** Opening Working data block **
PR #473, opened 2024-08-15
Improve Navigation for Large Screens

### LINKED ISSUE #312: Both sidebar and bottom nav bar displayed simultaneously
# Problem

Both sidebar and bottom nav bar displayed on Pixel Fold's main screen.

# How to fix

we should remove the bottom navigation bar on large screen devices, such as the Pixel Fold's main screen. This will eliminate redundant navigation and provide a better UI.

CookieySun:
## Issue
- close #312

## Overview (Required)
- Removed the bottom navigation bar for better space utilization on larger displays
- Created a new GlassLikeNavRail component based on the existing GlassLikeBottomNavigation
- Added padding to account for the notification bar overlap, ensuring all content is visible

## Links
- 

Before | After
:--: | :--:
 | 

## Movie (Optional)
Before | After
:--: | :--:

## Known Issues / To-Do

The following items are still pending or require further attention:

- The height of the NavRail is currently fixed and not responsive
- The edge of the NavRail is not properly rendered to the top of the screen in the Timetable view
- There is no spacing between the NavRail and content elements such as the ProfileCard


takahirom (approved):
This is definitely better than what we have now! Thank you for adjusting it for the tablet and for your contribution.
** Closing Working data block **
** Opening Working data block **
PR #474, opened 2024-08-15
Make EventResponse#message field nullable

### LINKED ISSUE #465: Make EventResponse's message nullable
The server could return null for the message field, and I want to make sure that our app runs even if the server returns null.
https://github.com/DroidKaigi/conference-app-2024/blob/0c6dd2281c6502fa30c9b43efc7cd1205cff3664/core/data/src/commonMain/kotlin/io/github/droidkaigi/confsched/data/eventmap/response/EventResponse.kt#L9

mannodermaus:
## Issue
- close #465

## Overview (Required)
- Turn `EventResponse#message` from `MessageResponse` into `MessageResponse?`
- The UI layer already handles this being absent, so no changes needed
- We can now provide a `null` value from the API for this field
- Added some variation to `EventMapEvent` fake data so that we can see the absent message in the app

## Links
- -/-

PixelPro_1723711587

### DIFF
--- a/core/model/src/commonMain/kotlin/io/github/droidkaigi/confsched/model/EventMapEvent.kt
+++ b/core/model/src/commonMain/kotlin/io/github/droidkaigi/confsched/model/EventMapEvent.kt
** Closing Working data block **
** Opening Working data block **
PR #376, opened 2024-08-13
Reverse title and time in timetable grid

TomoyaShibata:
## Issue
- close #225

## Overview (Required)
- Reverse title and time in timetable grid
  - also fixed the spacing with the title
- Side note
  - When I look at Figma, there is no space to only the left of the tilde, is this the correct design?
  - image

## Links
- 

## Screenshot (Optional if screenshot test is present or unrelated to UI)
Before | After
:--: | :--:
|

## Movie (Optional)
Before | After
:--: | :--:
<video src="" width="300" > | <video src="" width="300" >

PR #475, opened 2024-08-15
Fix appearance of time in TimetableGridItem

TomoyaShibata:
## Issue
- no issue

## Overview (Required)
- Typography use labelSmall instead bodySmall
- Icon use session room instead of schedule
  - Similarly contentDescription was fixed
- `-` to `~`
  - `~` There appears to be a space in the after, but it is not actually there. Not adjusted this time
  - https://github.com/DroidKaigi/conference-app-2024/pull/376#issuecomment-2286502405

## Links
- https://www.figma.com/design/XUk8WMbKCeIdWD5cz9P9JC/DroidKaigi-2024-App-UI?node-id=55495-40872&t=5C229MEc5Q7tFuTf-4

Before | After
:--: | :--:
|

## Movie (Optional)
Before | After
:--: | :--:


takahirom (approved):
** Closing Working data block **
Problem ::
Copy each line in the entries above where "field" turns up.

Response ::
Make EventResponse#message field nullable
The server could return null for the message field, and I want to make sure that our app runs even if the server returns null.
- We can now provide a `null` value from the API for this field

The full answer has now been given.